**Task requirements:** Send back every line of the data exactly.

**Saved data entries:**

○ ○ ○ ○ ○ ○ ○

PR #72, opened 2023-08-25
renegade_contracts: nullifier_set, darkpool: add in-progress nullifier set

akirillo:
This PR introduces an "in-progress nullifiers" set to the `NullifierSet` contract, which is used to track nullifiers that are currently in use in a verification job (preventing, for example, races of two different matches being settled simultaneously).

This PR also adds a couple basic unit tests for the new functionality, but tests in the e2e suite ensuring that this prevents a double `process_match` or `update_wallet` are left for the next PR.

### DIFF
--- a/src/darkpool.cairo
+++ b/src/darkpool.cairo
@@ -51,8 +51,7 @@ trait IDarkpool<TContractState> {
     ) -> felt252;
     fn get_root(self: @TContractState) -> Scalar;
     fn root_in_history(self: @TContractState, root: Scalar) -> bool;
-    fn is_nullifier_used(self: @TContractState, nullifier: Scalar) -> bool;
-    fn is_nullifier_in_progress(self: @TContractState, nullifier: Scalar) -> bool;
+    fn is_nullifier_available(self: @TContractState, nullifier: Scalar) -> bool;
     fn check_verification_job_status(
         self: @TContractState, circuit: Circuit, verification_job_id: felt252
     ) -> Option<bool>;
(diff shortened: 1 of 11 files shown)


src/nullifier_set.cairo
```diff
@@ -4,7 +4,10 @@ use renegade_contracts::verifier::scalar::Scalar;
 #[starknet::interface]
 trait INullifierSet<TContractState> {
     fn is_nullifier_used(self: @TContractState, nullifier: Scalar) -> bool;
+    fn is_nullifier_in_progress(self: @TContractState, nullifier: Scalar) -> bool;
     fn mark_nullifier_used(ref self: TContractState, nullifier: Scalar);
+    fn mark_nullifier_in_progress(ref self: TContractState, nullifier: Scalar);
+    fn mark_nullifier_not_in_progress(ref self: TContractState, nullifier: Scalar);
```
joeykraut: I'd prefer a different name that indicated what the state _is_ after this operation, not what the state _isn't_. Maybe `mark_nullifier_unused` or `forget_nullifier`?

src/nullifier_set.cairo
```diff
@@ -30,10 +36,16 @@ mod NullifierSet {
...
+    struct NullifierInProgress {
+        nullifier: Scalar, 
+    }
+
     #[event]
     #[derive(Drop, PartialEq, starknet::Event)]
     enum Event {
-        NullifierSpent: NullifierSpent, 
+        NullifierSpent: NullifierSpent,
+        NullifierInProgress: NullifierInProgress,
```
joeykraut: Can we add an event for a nullifier being removed?

src/darkpool.cairo
```diff
@@ -52,6 +52,7 @@ trait IDarkpool<TContractState> {
     fn get_root(self: @TContractState) -> Scalar;
     fn root_in_history(self: @TContractState, root: Scalar) -> bool;
     fn is_nullifier_used(self: @TContractState, nullifier: Scalar) -> bool;
+    fn is_nullifier_in_progress(self: @TContractState, nullifier: Scalar) -> bool;
```
joeykraut: It'd be nice to have a method `is_nullifier_unused` that returns:
```
!(is_nullifier_used(...) || is_nullifier_in_progress(...))
```
This is the most common question a client wants to answer wrt nullifiers

src/darkpool.cairo
```diff
@@ -552,6 +563,15 @@ mod Darkpool {
             proof: Proof,
             verification_job_id: felt252,
         ) {
+            // Assert that the `old_shares_nullifier` is not already spent
+            let nullifier_set = _get_nullifier_set(@self);
+            assert(
+                !nullifier_set.is_nullifier_used(statement.old_shares_nullifier),
+                'nullifier already used'
+            );
```
joeykraut: We don't need this assertion here right? The nullifier set implementation already asserts this

src/darkpool.cairo
```diff
@@ -658,6 +681,32 @@ mod Darkpool {
...
+                    ),
+                'nullifier already used'
+            );
+            assert(
+                !nullifier_set
+                    .is_nullifier_used(
+                        party_1_payload.valid_reblind_statement.original_shares_nullifier
+                    ),
+                'nullifier already used'
+            );
```
joeykraut: same here, it's cleaner if the nullifier interface gives protection against double spends so that the caller may avoid making these assertions

joeykraut (approved):
Small suggestions about the interface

○ ○ ○ ○ ○ ○ ○

**Your solution:**
PR #72, opened 2023-08-25
renegade_contracts: nullifier_set, darkpool: add in-progress nullifier set

akirillo:
This PR introduces an "in-progress nullifiers" set to the `NullifierSet` contract, which is used to track nullifiers that are currently in use in a verification job (preventing, for example, races of two different matches being settled simultaneously).

This PR also adds a couple basic unit tests for the new functionality, but tests in the e2e suite ensuring that this prevents a double `process_match` or `update_wallet` are left for the next PR.

### DIFF
--- a/src/darkpool.cairo
+++ b/src/darkpool.cairo
@@ -51,8 +51,7 @@ trait IDarkpool<TContractState> {
     ) -> felt252;
     fn get_root(self: @TContractState) -> Scalar;
     fn root_in_history(self: @TContractState, root: Scalar) -> bool;
-    fn is_nullifier_used(self: @TContractState, nullifier: Scalar) -> bool;
-    fn is_nullifier_in_progress(self: @TContractState, nullifier: Scalar) -> bool;
+    fn is_nullifier_available(self: @TContractState, nullifier: Scalar) -> bool;
     fn check_verification_job_status(
         self: @TContractState, circuit: Circuit, verification_job_id: felt252
     ) -> Option<bool>;
(diff shortened: 1 of 11 files shown)


src/nullifier_set.cairo
```diff
@@ -4,7 +4,10 @@ use renegade_contracts::verifier::scalar::Scalar;
 #[starknet::interface]
 trait INullifierSet<TContractState> {
     fn is_nullifier_used(self: @TContractState, nullifier: Scalar) -> bool;
+    fn is_nullifier_in_progress(self: @TContractState, nullifier: Scalar) -> bool;
     fn mark_nullifier_used(ref self: TContractState, nullifier: Scalar);
+    fn mark_nullifier_in_progress(ref self: TContractState, nullifier: Scalar);
+    fn mark_nullifier_not_in_progress(ref self: TContractState, nullifier: Scalar);
```
joeykraut: I'd prefer a different name that indicated what the state _is_ after this operation, not what the state _isn't_. Maybe `mark_nullifier_unused` or `forget_nullifier`?

src/nullifier_set.cairo
```diff
@@ -30,10 +36,16 @@ mod NullifierSet {
...
+    struct NullifierInProgress {
+        nullifier: Scalar, 
+    }
+
     #[event]
     #[derive(Drop, PartialEq, starknet::Event)]
     enum Event {
-        NullifierSpent: NullifierSpent, 
+        NullifierSpent: NullifierSpent,
+        NullifierInProgress: NullifierInProgress,
```
joeykraut: Can we add an event for a nullifier being removed?

src/darkpool.cairo
```diff
@@ -52,6 +52,7 @@ trait IDarkpool<TContractState> {
     fn get_root(self: @TContractState) -> Scalar;
     fn root_in_history(self: @TContractState, root: Scalar) -> bool;
     fn is_nullifier_used(self: @TContractState, nullifier: Scalar) -> bool;
+    fn is_nullifier_in_progress(self: @TContractState, nullifier: Scalar) -> bool;
```
joeykraut: It'd be nice to have a method `is_nullifier_unused` that returns:
```
!(is_nullifier_used(...) || is_nullifier_in_progress(...))
```
This is the most common question a client wants to answer wrt nullifiers

src/darkpool.cairo
```diff
@@ -552,6 +563,15 @@ mod Darkpool {
             proof: Proof,
             verification_job_id: felt252,
         ) {
+            // Assert that the `old_shares_nullifier` is not already spent
+            let nullifier_set = _get_nullifier_set(@self);
+            assert(
+                !nullifier_set.is_nullifier_used(statement.old_shares_nullifier),
+                'nullifier already used'
+            );
```
joeykraut: We don't need this assertion here right? The nullifier set implementation already asserts this

src/darkpool.cairo
```diff
@@ -658,6 +681,32 @@ mod Darkpool {
...
+                    ),
+                'nullifier already used'
+            );
+            assert(
+                !nullifier_set
+                    .is_nullifier_used(
+                        party_1_payload.valid_reblind_statement.original_shares_nullifier
+                    ),
+                'nullifier already used'
+            );
```
joeykraut: same here, it's cleaner if the nullifier interface gives protection against double spends so that the caller may avoid making these assertions

joeykraut (approved):
Small suggestions about the interface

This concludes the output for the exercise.